Os outros teoremas de certa maneira vêm comprovar essa autonomia das partes sem perder a relação com o todo. O segundo teorema versa sobre a liberdade conseguida com o advento do elevador, colocando as conhecidas discussões sobre composição, escala e proporção sob suspeita. O terceiro constata a desconexão total entre fachada e interior devido ao tamanho do volume, o que torna impossível uma relação de correspondência direta do tipo 'a fachada revela o interior' entre esses dois elementos: enquanto o interior resolve a "instabilidade programática e as necessidades iconográficas", a fachada oferece uma aparente estabilidade objetual à cidade como uma tentativa, mínima que seja, de estabelecer uma comunicação com o contexto urbano. O quarto estabelece o domínio amoral a que pertencem esses objetos – “além do bem e do mal”, uma vez que seu impacto é independente de sua qualidade. O último detecta a impossibilidade de tal objeto pertencer a qualquer tecido urbano, "ele simplesmente existe" (1995, pp.500-502). Assim, "somente através de Bigness que a arquitetura pode se dissociar dos exauridos movimentos artísticos e tecnológicos do

modernismo e do formalismo para recuperar sua instrumentalidade como veículo de modernização" (1995, p.510).

fig. 56. KOOLHAAS, R. Bigness, paginas do livro S,M,L,XL.

Ao expor as estratégias projetuais possibilitadas pelo Edifício Grande, Koolhaas atinge outra dimensão arquitetônica, que pressupõe um método de projeto próprio que utiliza artifícios como contaminação ao invés de pureza, quantidade ao invés de qualidade, e novas relações entre entidades funcionais que expandem, ao invés de limitar, suas identidades. Há também a aceitação do fato de que, frente a tamanha vastidão projetual, é impossível animar toda a sua massa com intenção - algumas zonas serão deixadas de fora, "livres da arquitetura" (1995, pp.511-513). Essas zonas, que muitas vezes ocupam andares inteiros e faixas enormes do edifício, são ocupadas por infraestrutura: vigas e pilares, dutos, fiação. Esse novo universo

estrutural, capaz de tornar real o Bigness, tem sido

desenvolvido em equipe com a Ove Arup59 e foi o

responsável, como Koolhaas parece demonstrar, por grande parte da inventividade projetual desta tipologia, uma vez que, por causa desta nova

condição, se fez necessário explorar novas

potencialidades para a formação do espaço. Como exemplo desta tipologia podemos citar a Sede Central da CCTV em Pequim, cuja construção teve início em 2005.

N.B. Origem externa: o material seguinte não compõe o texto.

PR #291, opened 2022-09-05
KK-950 | Implement GraphQL query for fetching a child's all internal and external enrolments

tuomas777:
Implemented query for fetching upcoming internal ticket system
enrolments (`Enrolment` model instances) and external ticket system
"enrolments" (assigned `TicketSystemPassword` instances). The enrolments
are sorted from earliest to latest where time is either the related
occurrence's time or the related event's latest occurrence's time
depending on which kind of enrolment it is.

The current purpose of this query is to provide a way for the UI to
fetch a child's all upcoming enrolments to "Tulevat tapahtumasi" (your
upcoming events) section in child profile view.

Example request:
```graphql
query ChildEnrolments {
  child(id: "Q2hpbGROb2RlOjJhYzY1MjE3LWNhZDktNDhlNi05ZWVhLTNjMWIwODhhOTIyZA==") {
    activeInternalAndTicketSystemEnrolments {
      edges {
        node {
          __typename
          ... on TicketmasterEnrolmentNode {
            createdAt
            event {
              name
            }
          }
          ... on EnrolmentNode {
            created_at
            occurrence {
              event {
		name
              }
            }
          }
        }
      }
    }
  }
}
```

Example response:
```json
{
  "data": {
    "child": {
      "activeInternalAndTicketSystemEnrolments": {
        "edges": [
          {
            "node": {
              "__typename": "EnrolmentNode",
              "createdAt": "2022-08-31T21:29:45.267373+00:00",
              "occurrence": {
                "event": {
                  "name": "Tapahtumien kuningas"
                }
              }
            }
          },
          {
            "node": {
              "__typename": "TicketmasterEnrolmentNode",
              "createdAt": "2022-08-11T12:09:13.819485+00:00",
              "event": {
                "name": "Toinen huikea tapahtuma"
              }
            }
          }
        ]
      }
    }
  }
}
```

### DIFF
--- a/children/tests/test_api.py
+++ b/children/tests/test_api.py
@@ -1499,3 +1499,130 @@ def test_test_upcoming_events_and_event_groups_yearly_enrolment_limit(
 
     for node in nodes:
         assert node["node"]["canChildEnroll"] is False
+
+
+CHILD_ACTIVE_INTERNAL_AND_TICKETMASTER_ENROLMENTS_QUERY = """
+query Child($id: ID!) {
+  child(id: $id) {
+    activeInternalAndTicketSystemEnrolments{
+      edges {
+        node {
+          ... on EnrolmentNode {
+            occurrence {
+              event {
+                name
+              }
+            }
+            __typename
+          }
+          ... on TicketmasterEnrolmentNode {
+            createdAt
+            event {
+              name
+            }
+            __typename
+          }
+        }
+      }
+    }
+  }
+}
+"""
+
+
+def test_active_internal_and_ticketmaster_enrolments(
+    snapshot,
+    guardian_api_client,
+    child_with_user_guardian,
+    future,
+    past,
+):
+    # unenrolled event, should not be returned
+    OccurrenceFactory(
+        event__name="INCORRECT",
+        event__published_at=now(),
+        time=future,
+    )
+
+    # unassigned Ticketmaster password, should not be returned
+    password_0 = TicketSystemPasswordFactory(
+        event=EventFactory(
+            published_at=now(),
+            ticket_system=Event.TICKETMASTER,
+            name="INCORRECT",
+        ),
+    )
+    OccurrenceFactory(event=password_0.event, time=future)
+
+    # enrolment in the past, should not be returned
+    enrolment = EnrolmentFactory(
+        child=child_with_user_guardian,
+        occurrence=OccurrenceFactory(
+            time=past,
+            event=EventFactory(published_at=now(), name="INCORRECT"),
+        ),
+    )
+    # add also one occurrence in the future, should not affect anything
+    OccurrenceFactory(event=enrolment.occurrence.event, time=future)
+
+    # enrolment in the future + 1 day, should be returned as the second enrolment
+    enrolment = EnrolmentFactory(
+        child=child_with_user_guardian,
+        occurrence=OccurrenceFactory(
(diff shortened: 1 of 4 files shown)


events/schema.py
```diff
@@ -471,6 +471,28 @@ def resolve_reference_id(self, info, **kwargs):
         return self.reference_id
 
 
+class TicketmasterEnrolmentNode(DjangoObjectType):
```
karisal-anders, line 474: Would user view restrictions like in `EnrolmentNode.get_queryset` function need to be implemented for TicketmasterEnrolmentNode?

events/schema.py
```diff
@@ -471,6 +471,28 @@ def resolve_reference_id(self, info, **kwargs):
...
+    class Meta:
+        model = TicketSystemPassword
+        interfaces = (relay.Node,)
+        fields = ("event", "created_at")
+
+    def resolve_created_at(self, info):
+        return self.assigned_at
+
+
+class InternalOrTicketSystemEnrolmentUnion(graphene.Union):
```
karisal-anders, line 486: There isn't much of a precedent in the current code base but thinking about the naming of graphene.Union type classes. `EventOrEventGroup` is the only other class which is a Union and it is a union of EventNode and EventGroupNode. Some naming conventions come to mind:

| A naming convention | Union₁ | Union₂ |
|---|---|---|
| Current  | InternalOrTicketSystemEnrolmentUnion | EventOrEventGroup |
| Use Union suffix for all | InternalOrTicketSystemEnrolmentUnion | EventOrEventGroupUnion |
| Use Node suffix for all | InternalOrTicketSystemEnrolmentNode | EventOrEventGroupNode |
| Don't use any shared suffix | InternalOrTicketSystemEnrolment | EventOrEventGroup |

A consistent naming convention would ease code comprehension IMHO.

What do you think?

events/schema.py
tuomas777: Good point.

In this particular case it shouldn't be strictly necessary yet, as those Ticketmaster enrolments can be accessed only through a child node, and that requires permissions. However, in my experience it is pretty easy to expose data in Graphene unintentionally, so I guess it is better to be safe than sorry and implement the restriction to the node's queryset already. That will be also consistent with the other nodes. The downside of course is that the resulting DB query will be a bit more complex, but I don't think that will be an issue in practice. 

So yeah, I will make that addition 🙂

events/schema.py
tuomas777: I think I will go with `Union` suffix all the way!

children/tests/test_api.py
```diff
@@ -1499,3 +1499,130 @@ def test_test_upcoming_events_and_event_groups_yearly_enrolment_limit(
...
+        child=child_with_user_guardian,
+        occurrence=OccurrenceFactory(
+            time=future + timedelta(days=1),
+            event=EventFactory(published_at=now(), name="2/4"),
+        ),
+    )
+    # add also one occurrence in the past, should not affect anything
+    OccurrenceFactory(event=enrolment.occurrence.event, time=past)
+
+    # enrolment in the future + 3 days, should be returned as the third enrolment
```
karisal-anders, line 1579: Comment out of sync i.e. third→fourth

karisal-anders (approved):
Some comment could be updated still and like you said combining some of the commits together etc but otherwise looks good! 👌

PR #293, opened 2022-09-16
Added the import ticket system passwords mutation

nikomakela:
KK-903. Added API test for ticket system password importing. Include errors field in import ticket system passwords mutation. Handle an empty list of passwords with an exception.


events/tests/test_api.py
```diff
@@ -2605,6 +2607,133 @@ def test_event_ticket_system_password_not_own_child(guardian_api_client):
...
+    snapshot.assert_match(executed)
+    assert (
+        executed["data"]["importTicketSystemPasswords"]["event"]["name"] == event.name
+    )
+    # Passwords should contain only the added passwords
+    assert executed["data"]["importTicketSystemPasswords"]["passwords"] == new_passwords
+    errors_as_text = str(
+        executed["data"]["importTicketSystemPasswords"]["errors"]["passwords"]
+    )
+    assert all([p in errors_as_text for p in existing_passwords])
```
karisal-anders, line 2676: You could also add the other way around:
```python
assert all([p not in errors_as_text for p in new_passwords])
```

events/tests/test_api.py
```diff
@@ -2605,6 +2607,133 @@ def test_event_ticket_system_password_not_own_child(guardian_api_client):
...
+        variables={"input": {"eventId": get_global_id(event), "passwords": None}},
+    )
+    assert_match_error_code(executed, GENERAL_ERROR)
+
+    # No passwords
+    executed = project_user_api_client.execute(
+        IMPORT_TICKET_SYSTEM_PASSWORDS_MUTATION,
+        variables={"input": {"eventId": None, "passwords": ["secret-coupon"]}},
+    )
+    assert_match_error_code(executed, GENERAL_ERROR)
```
karisal-anders, line 2699: Comment and code are swapped.

events/tests/test_api.py
```diff
@@ -2605,6 +2607,133 @@ def test_event_ticket_system_password_not_own_child(guardian_api_client):
...
+def test_import_ticket_system_passwords_event_not_exist(project_user_api_client):
+    """The event where the passwords are imported does not exist"""
+    event = EventFactory(ticket_system=Event.TICKETMASTER)
+    event_id = get_global_id(event)
+    event.delete()
+    executed = project_user_api_client.execute(
+        IMPORT_TICKET_SYSTEM_PASSWORDS_MUTATION,
+        variables={"input": {"eventId": event_id, "passwords": None}},
+    )
+    assert_match_error_code(executed, GENERAL_ERROR)
```
karisal-anders, line 2719: Maybe provide passwords so the problem is not related to omitting them.

kukkuu/exceptions.py
```diff
@@ -124,5 +124,9 @@ class TicketSystemPasswordAlreadyAssignedError(KukkuuGraphQLError):
     """
 
 
+class TicketSystemPasswordNothingToImportError(KukkuuGraphQLError):
+    """Empty list of passwords given"""
```
tuomas777, line 128: Not a huge deal and does not really matter in practice that much, but in principle, I think these specific errors should be reserved mostly for situations where the client needs to be able to identify the error programmatically (yeah, not all Kukkuu's current errors follow that either 😄)

Here sending an empty list is clearly an error in the client's code, so the returned error is just for developers, and the errorcode in it does not matter at all. There is a general `DataValidationError` which is used in this kind of situations elsewhere in the code, so I would rather use that with some kind of an error message describing the error.

events/schema.py
```diff
@@ -524,6 +527,97 @@ class EventTicketSystemInput(graphene.InputObjectType):
...
 
 
+class ImportTicketSystemPasswordErrorType(graphene.Scalar):
+    @staticmethod
+    def serialize(errors):
+        if isinstance(errors, dict):
+            if errors.get("__all__", False):
+                errors["non_field_errors"] = errors.pop("__all__")
+            return camelize(errors)
+        raise Exception("`errors` should be dict!")
```
tuomas777, line 536: Maybe `TypeError` could be a bit more appropriate?

nikomakela:
an alternative solution with create_bulk #294

events/schema.py
nikomakela: yep, refactored this

events/schema.py
```diff
@@ -524,6 +527,97 @@ class EventTicketSystemInput(graphene.InputObjectType):
...
+        )
+
+    @classmethod
+    def _create_batch(cls, passwords_batch: List[TicketSystemPassword]):
+        imported_passwords: list[TicketSystemPassword] = []
+        passwords_with_errors: list[str] = []
+        for obj in passwords_batch:
+            try:
+                # Use atomic to create a new transaction
+                with transaction.atomic():
```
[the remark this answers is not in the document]
nikomakela: When the loop is processed, if the previous object had an integrity issue for example, the transaction will be locked for the next object. I tried to find a solution to end the transaction when an exception occurs, but couldn't find any. Opening a new transaction was advised. We do that also in other parts of the code.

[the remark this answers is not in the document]
tuomas777: Right, that seems remotely familiar now, thanks for the explanation. I have to say a shorter version of that would be a way more helpful comment there instead of the one just stating the obvious 🙂

common/schema.py
```diff
@@ -16,3 +18,27 @@ def set_obj_languages_spoken_at_home(info, obj, language_global_ids):
         obj.languages_spoken_at_home.add(
             get_obj_from_global_id(info, language_global_id, Language)
         )
+
+
+class ErrorType(graphene.ObjectType):
+    """
+    A geric error type that can be used to add errors inside the data,
```
karisal-anders, line 25: Typo: geric → generic

common/schema.py
```diff
@@ -16,3 +18,27 @@ def set_obj_languages_spoken_at_home(info, obj, language_global_ids):
...
+    message = graphene.String(required=True)
+    value = graphene.String(required=True)
+
+    # @staticmethod
+    # def serialize(errors):
+    #     if isinstance(errors, dict):
+    #         if errors.get("__all__", False):
+    #             errors["non_field_errors"] = errors.pop("__all__")
+    #         return camelize(errors)
+    #     raise Exception("`errors` should be dict!")
```
karisal-anders, line 44: Leftover comment? Just remove?

events/tests/snapshots/snap_test_api.py
```diff
@@ -754,13 +755,23 @@
...
-                    ["Could not import password", "asd"],
-                    ["Could not import password", "xyz321"],
-                ]
-            },
+            "errors": [
+                {
+                    "field": "passwords",
+                    "message": "Could not import password",
+                    "value": "123",
+                },
```
karisal-anders, line 763: 👍 At least for me this reads clearer than the previous version.

events/tests/test_api.py
```diff
@@ -2670,10 +2674,12 @@ def test_import_ticket_system_passwords_errors_with_integrity_errors(
     )
     # Passwords should contain only the added passwords
     assert executed["data"]["importTicketSystemPasswords"]["passwords"] == new_passwords
-    errors_as_text = str(
-        executed["data"]["importTicketSystemPasswords"]["errors"]["passwords"]
+    assert all(
+        [
+            p in str(executed["data"]["importTicketSystemPasswords"]["errors"])
+            for p in existing_passwords
+        ]
```
karisal-anders: I'd suggest not using `p in str(...)` here as there are more type safe and correct ways, e.g. something like (Didn't actually try if this works):
```python
error_values = [error["value"] for error in executed["data"]["importTicketSystemPasswords"]["errors"]]
assert all(p in error_values for p in existing_passwords)
assert all(p not in error_values for p in new_passwords)
```

karisal-anders (commented):
Left some comments, please take a look at them, thank you!

events/tests/test_api.py
nikomakela: it will have a different format when I get the damn CI to handle the snapshots the same way as my local env does.

kukkuu/exceptions.py
nikomakela: Usually a problem is that there are too generic errors or no proper logging at all. Because there are pretty many specific error codes 1 does not hurt much more :) I too think that there are too specific codes, but in passwords handling there was followed this pattern already so...

reports/api.py
```diff
@@ -125,11 +125,15 @@ def get_languages_spoken_at_home(self, obj: Child) -> List[Optional[str]]:
...
+    queryset = (
+        Child.objects.exclude(guardians=None)
+        .prefetch_related(
+            Prefetch(
+                "guardians__languages_spoken_at_home",
+                queryset=Language.objects.order_by("alpha_3_code"),
+                to_attr="prefetched_languages_spoken_at_home",
+            ),
+        )
+        .order_by("last_name", "first_name")
```
karisal-anders, line 137: Is this a fix for [KK-953](https://helsinkisolutionoffice.atlassian.net/browse/KK-953)?

nikomakela: most probably

nikomakela: its here also https://github.com/City-of-Helsinki/kukkuu/pull/293/files#diff-58d75c954f04eb71a49cfbd1338dca4b196bc590b6e2ae2b424f1f23416519bfR24

karisal-anders: Yep, looks like the data in the bug report KK-953.

karisal-anders (approved):
Looks 👌 to merge!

Os exemplos apresentados aqui ilustram o processo de superação da relação moderna de subordinação entre forma e função ocorrida ao longo da década de 1990. Consolida-se a ruptura entre forma e função através de metodologias que trabalham com conceitos como envelope e programa. O objetivo de um maior engajamento com a realidade fica cada vez mais próximo à medida que questões culturais, econômicas, políticas vão sendo incorporadas pelos processos de projeto, reconquistando para o arquiteto – cada vez mais um estrategista – o poder de construção da cidade.